Now I was closing a door.

I was closing a door

And not just the one

That I could hear,

Echoing in my ears.

Bang.

Woosh.

Slam.

Goodbye.

But I don’t want to leave!

I didn’t want the door to shut.

I couldn’t imagine middle school.

Nope.

Just a barely visible silhouette in the distance.

In the far off distance.

In the far off distance that I had no idea of.

It was a bright, sunny day and everything was happy.

The sun felt warm on my skin, just like when I was

A little four-year-old, staring out the window.

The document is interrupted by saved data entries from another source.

PR #783, opened 2026-06-29
fix(ci): skip shell-variable placeholder URLs in the external-link check (#699)

### LINKED ISSUE #699: [docs-link] dead external source URL
The weekly external-URL reachability check (`scripts/ci/external-link-check.sh`, #30) found one or more dead links cited in the docs:

- `http://$addr/healthz` (connection-failed)
- `http://$addr/readyz` (connection-failed)

A cited source that 404s or fails to resolve makes the evidence base unauditable. Fix by updating the URL, pinning a GitHub citation to a `blob/<commit-sha>` permalink, or recording an archive.org snapshot (see docs/PRIOR_ART_AND_IO_STANCE.md, the source-URL durability policy). If a host merely rate-limits the checker, add it to the documented skip-list in the script.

The air felt peaceful and happy.

Birds chirped

Their song of joy

And the grass danced along.

But I was nostalgic.

All those memories-

I wouldn’t have anymore.

No more.

I would leave the playground, my friends, and much more behind.

As I thought this,

I opened the car door

And got in.

My dad started the car.

Birds chirped

The car drove

Away from the school.

For the last time.

Away from everything.

As the school disappeared behind the trees,

I whispered,

Goodbye.

* I didn't want to have the name of my elementary school, for obvious reasons. 
Beautiful poem, Leaf! It brought tears to my eyes.
Admin

submitted by Leaf of Love
(January 20, 2016 - 4:41 pm)

I wrote it for school.

submitted by Leaf of Love
(January 20, 2016 - 4:43 pm)

Wow! All of these poems are amazing! I'm not a very good poet myself, but I like reading them. These are all really great and they made me think about things in a new way.